Okay, this is about the same as the previous, about special cases, because we really like just disabling rules if anything goes wrong, especially if it's Friday, 3 p.m. and we want to go home. There is also an automatic tool for setting types,
but it can be used for old projects that don't have types, but not for day-to-day work. So to sum up, if you are going to use tools in your project, pig, bandit, or dodgy, no dodgy,
pig, mypy, py or pytype, pycode style is a minimum, pydoc style if you are using docstrings, pyflakes or pylint, isort, and black for formatting. Here's a slide with Spanish Inquisition. Okay, if you have an existing project
and you want to start, you can use tools like AutoPEP8 or AutoFlake to automatically fix issues, but the fixes need to be overseen by a human. I sort for sorting, imports pycode style, pylint. Pycode style and pylint is a bare minimum for me.

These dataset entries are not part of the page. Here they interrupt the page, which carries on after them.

PR #2441, opened 2022-03-09
[Work in Progress] AXI4 bundle definitions for the standard library

ekiwi:
Very much work in progress, just collecting some thought for now.

### Contributor Checklist

- [ ] Did you review?


jerryz123:
> should the name of the bundles end in IO (like in DecoupledIO, QueueIO etc.) or Bundle (as is common in the rocket chip code base) or something else?

I prefer the rocket-chip style, as the bundle doesn't have to be used as an IO, its a bit more intuitive. 

> should there be separate classes for the read and write address channels? Their fields are essentially the same.

I think these can inherit the same AXI4ABundle class.

> aw or addrWriteChannel or addressWriteChannel or addressWrite or addrWrite? (similar decision for the other channels)

Concise naming is easier to read and match with the spec. `AXI4AW/AXI4AR/AXI4W/AXI4R/AXI4B`. 

I think at a minimum, this needs enough functionality to replace the rocket-chip AXI4 implementations.

stdlib/src/main/scala/chisel3/std/axi4/Axi4IO.scala
```diff
@@ -0,0 +1,119 @@
...
+  /** Burst length. 1 to 16 for Axi3. 1 to 256 for Axi4 Incr burst. */
+  val length = UInt(8.W)
+
+  /** Size of the transfer. 2**size in bytes. */
+  val size = UInt(3.W)
+  val burst = Axi4Burst()
+  val lock = Axi4Lock()
+  val cache = new Axi4MemoryType
+  val prot = new Axi4AccessPermission
+  val qos = UInt(4.W)
```
jwright6323, line 80: Note that the spec calls for this to be 4 bits wide, but 3rd party implementations sometimes use fewer or more bits, so it may be useful to leave as a param

stdlib/src/main/scala/chisel3/std/axi4/Axi4IO.scala
```diff
@@ -0,0 +1,119 @@
...
+object Axi4Response extends ChiselEnum {
+  val Okay = Value("b00".U(2.W))
+  val ExclusiveOkay = Value("b01".U(2.W))
+  val ServerError = Value("b10".U(2.W))
+  val DecodeError = Value("b11".U(2.W))
+}
+
+class Axi4AddressChannel(params: Axi4IOParameters, userBits: Int = 0) extends Bundle {
+  require(userBits >= 0, "number of user bits must be non-negative")
+  val id = UInt(params.idBits.W)
```
jwright6323, line 68: Technically the read and write ID bits can be different from each other for a single port, so it may be beneficial to give them different params.

ekiwi: Thanks I will add that.

stdlib/src/main/scala/chisel3/std/axi4/Axi4IO.scala
ekiwi: I could make it a parameter or we could try to rely on the firrtl compiler to optimize the port width. Since QoS is always 4-bit according to the standard, what would you prefer?

ekiwi:
TODO from @jwright6323 : Turns out that the `Axi4MemoryType` Bundle needs to be different for the read vs. the write direction.

sequencer:
@ekiwi would you mind cherry-picking `chisel.std` definition in build systems(sbt mill) firstly, creating another PR, and #2518 can directly use that?

stdlib/src/main/scala/chisel3/std/axi4/Axi4IO.scala
```diff
@@ -0,0 +1,119 @@
...
+
+  /** Size of the transfer. 2**size in bytes. */
+  val size = UInt(3.W)
+  val burst = Axi4Burst()
+  val lock = Axi4Lock()
+  val cache = new Axi4MemoryType
+  val prot = new Axi4AccessPermission
+  val qos = UInt(4.W)
+  private val regionWidth = if (params.enableRegionBits) { 4 }
+  else { 0 }
```
sequencer, line 82: nitpick on format ;p
```suggestion
  private val regionWidth = if (params.enableRegionBits) 4 else 0
```

stdlib/src/test/scala/chisel3/std/axi4/TestMem.scala
```diff
@@ -0,0 +1,111 @@
...
+
+  val mem = SyncReadMem(memoryEntries, Vec(beatBytes, UInt(8.W)))
+
+  private def decodeAddress(address: UInt): (UInt, Bool) = {
+    val a = Cat(maskBits.zip((address >> log2Ceil(beatBytes)).asBools).filter(_._1).map(_._2).reverse)
+    val sel = ((address ^ baseAddress.U).zext & (~mask).S) === 0.S
+    (a, sel)
+  }
+  val (r_addr, r_sel0) = decodeAddress(io.readAddress.bits.address)
+  val (w_addr, w_sel0) = decodeAddress(io.writeAddress.bits.address)
```
sequencer, line 48: #2449 merged, I think we can have a try to `BitSet. fromRange` and `decoder.bitset` to provide a better PPA.

ekiwi: Yes, there are probably a lot of possible optimizations. Note though, that the aim of this module is only to serve as a testing ground for the bundle definitions. If we never use the bundle to generate HW, it will not be tested properly.

sequencer: Sure!

ekiwi: If we ever decide to actually offer the IPs in the library (and just in `test`) we will have to be concerned more about PPA.
But also, since this would be the standard library we would have to make sure not to optimize for one particular backend. Things should synthesize reasonably well for FPGA and various ASIC technologies.

jiegec:
FWIW, I have written a Bundle with DataView to convert AXI4 bundle (from rocket chip) to standard names:

```scala
// use standard names
class StandardAXI4Bundle(
    val addrBits: Int,
    val dataBits: Int,
    val idBits: Int
) extends Bundle {
  val AWREADY = Input(Bool())
  val AWVALID = Output(Bool())
  val AWID = Output(UInt(idBits.W))
  val AWADDR = Output(UInt(addrBits.W))
  val AWLEN = Output(UInt(8.W))
  val AWSIZE = Output(UInt(3.W))
  val AWBURST = Output(UInt(2.W))
  val AWLOCK = Output(UInt(1.W))
  val AWCACHE = Output(UInt(4.W))
  val AWPROT = Output(UInt(3.W))
  val AWQOS = Output(UInt(4.W))

  val WREADY = Input(Bool())
  val WVALID = Output(Bool())
  val WDATA = Output(UInt(dataBits.W))
  val WSTRB = Output(UInt((dataBits / 8).W))
  val WLAST = Output(Bool())

  val BREADY = Output(Bool())
  val BVALID = Input(Bool())
  val BID = Input(UInt(idBits.W))
  val BRESP = Input(UInt(2.W))

  val ARREADY = Input(Bool())
  val ARVALID = Output(Bool())
  val ARID = Output(UInt(idBits.W))
  val ARADDR = Output(UInt(addrBits.W))
  val ARLEN = Output(UInt(8.W))
  val ARSIZE = Output(UInt(3.W))
  val ARBURST = Output(UInt(2.W))
  val ARLOCK = Output(UInt(1.W))
  val ARCACHE = Output(UInt(4.W))
  val ARPROT = Output(UInt(3.W))
  val ARQOS = Output(UInt(4.W))

  val RREADY = Output(Bool())
  val RVALID = Input(Bool())
  val RID = Input(UInt(idBits.W))
  val RDATA = Input(UInt(dataBits.W))
  val RRESP = Input(UInt(2.W))
  val RLAST = Input(Bool())
}

object StandardAXI4Bundle {
  implicit val axiView = DataView[StandardAXI4Bundle, AXI4Bundle](
    vab =>
      new AXI4Bundle(
        AXI4BundleParameters(vab.addrBits, vab.dataBits, vab.idBits)
      ),
    // AW
    _.AWREADY -> _.aw.ready,
    _.AWVALID -> _.aw.valid,
    _.AWID -> _.aw.bits.id,
    _.AWADDR -> _.aw.bits.addr,
    _.AWLEN -> _.aw.bits.len,
    _.AWSIZE -> _.aw.bits.size,
    _.AWBURST -> _.aw.bits.burst,
    _.AWLOCK -> _.aw.bits.lock,
    _.AWCACHE -> _.aw.bits.cache,
    _.AWPROT -> _.aw.bits.prot,
    _.AWQOS -> _.aw.bits.qos,
    // W
    _.WREADY -> _.w.ready,
    _.WVALID -> _.w.valid,
    _.WDATA -> _.w.bits.data,
    _.WSTRB -> _.w.bits.strb,
    _.WLAST -> _.w.bits.last,
    // B
    _.BREADY -> _.b.ready,
    _.BVALID -> _.b.valid,
    _.BID -> _.b.bits.id,
    _.BRESP -> _.b.bits.resp,
    // AR
    _.ARREADY -> _.ar.ready,
    _.ARVALID -> _.ar.valid,
    _.ARID -> _.ar.bits.id,
    _.ARADDR -> _.ar.bits.addr,
    _.ARLEN -> _.ar.bits.len,
    _.ARSIZE -> _.ar.bits.size,
    _.ARBURST -> _.ar.bits.burst,
    _.ARLOCK -> _.ar.bits.lock,
    _.ARCACHE -> _.ar.bits.cache,
    _.ARPROT -> _.ar.bits.prot,
    _.ARQOS -> _.ar.bits.qos,
    // R
    _.RREADY -> _.r.ready,
    _.RVALID -> _.r.valid,
    _.RID -> _.r.bits.id,
    _.RDATA -> _.r.bits.data,
    _.RRESP -> _.r.bits.resp,
    _.RLAST -> _.r.bits.last
  )
  implicit val axiView2 = StandardAXI4Bundle.axiView.invert(ab =>
    new StandardAXI4Bundle(
      ab.params.addrBits,
      ab.params.dataBits,
      ab.params.idBits
    )
  )
}
```

I hope it helps!

ekiwi:
> FWIW, I wrote a Bundle with DataView to convert AXI4 bundle (from rocket chip) to standard names:

Cool. Is that code licensed under Apache 2.0 ?

jiegec:
> > FWIW, I wrote a Bundle with DataView to convert AXI4 bundle (from rocket chip) to standard names:
> 
> Cool. Is that code licensed under Apache 2.0 ?

Sure.

chiplet:
FWIW here's a library of AXI4-Lite types, some interconnect, and some peripherals:
https://gitlab.com/a-core/a-core_chisel/amba/-/tree/master/src/main/scala/axi4l

I agree that it would be a good idea to add the bundle definitions to `stdlib` since currently everyone seems to be writing their own types.

One thing to consider is how the interface clock and reset signals are defined. IIRC the spec names them `ACLK` and `ARESETn` respectively. The spec also states that the reset signal is asynchronous with active-low polarity, which is currently quite painful to implement in Chisel.

Should the bundle definitions for the standard library types aim for full spec compliance, or would it be more useful to take an opinionated approach when it comes to clocks / resets? Using Chisel's implicit clock and reset would simplify implementations but it would also make it more difficult to integrate existing implementations written in e.g. verilog/VHDL that are fully spec compliant.

ekiwi:
> Should the bundle definitions for the standard library types aim for full spec compliance, or would it be more useful to take an opinionated approach when it comes to clocks / resets? Using Chisel's implicit clock and reset would simplify implementations but it would also make it more difficult to integrate existing implementations written in e.g. verilog/VHDL that are fully spec compliant.

I think we should rely on Chisel's implicit clock and reset whenever possible and not artificially limit ourselves. In order to connect to external components, we will provide adapters that ensure that you will get ports that are named according to the AXI standard. I think - as part of this adapter - we can also include some glue logic to expose the clock and reset with the standard names and polarities.

jwright6323:
Even though ACLK and ARESETn are marked as required, they're frequently omitted or named something else when there are multiple buses on the same clock/reset domain

chiplet:
> I think we should rely on Chisel's implicit clock and reset whenever possible and not artificially limit ourselves.

Now that I think about it, another good reason for going with implicit clocks is that it dramatically simplifies testing from Chisel. IIRC chiseltest only supports implicit clocks and resets for its testers so defining custom clock and reset would force designs to use some other verification framework.

unlsycn:
It seems to be impossible to convert the Axi4IO to ExternalAxi4IO by using DataView without subword assignment, since bundles such as Axi4Response cannot be viewed as a UInt.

Yeah, but the most important thing is that you should talk to your team, because it is very important so that everybody accepts the changes you are going to, accepts the tool you are going to introduce, because it might require some additional effort.
Okay, I can skip this one. But the advantages are very good. You can reach more readability, maintainability, enhanced refactoring, and it might need some additional time and it might produce false positives,
but for me, advantages overcome the disadvantages. If you're looking for good tools for Python, visit PyCQA or awesome static analysis links. And after all, if you want to introduce,
by introducing tools for analysis of code in Python, analysis of good practices, you want to inspire people and lead them to better implementation of code, and not to be a bully. That's all.
Thank you, Radoslav. If you have questions, you can raise your hand and I will go to you with a microphone, or you can go to the microphone stands. Hi, great talk, and do you have any suggestions for third party, like for your requirements,
like to check that code, something like NPN auditor for Node.js for Python? For Node.js? No, no, no, for Python, to check your requirements for third party. Our requirements, yes. Yes, for example, there is, I only know there's an online tool available
for open source project called PyApp. They are checking the requirements and freezing them in the requirements.txt file. I found the tool for checking the requirements, but it was very outdated, so, but I think that there might be something I missed,
so I encourage you to look by yourself. Okay, thank you.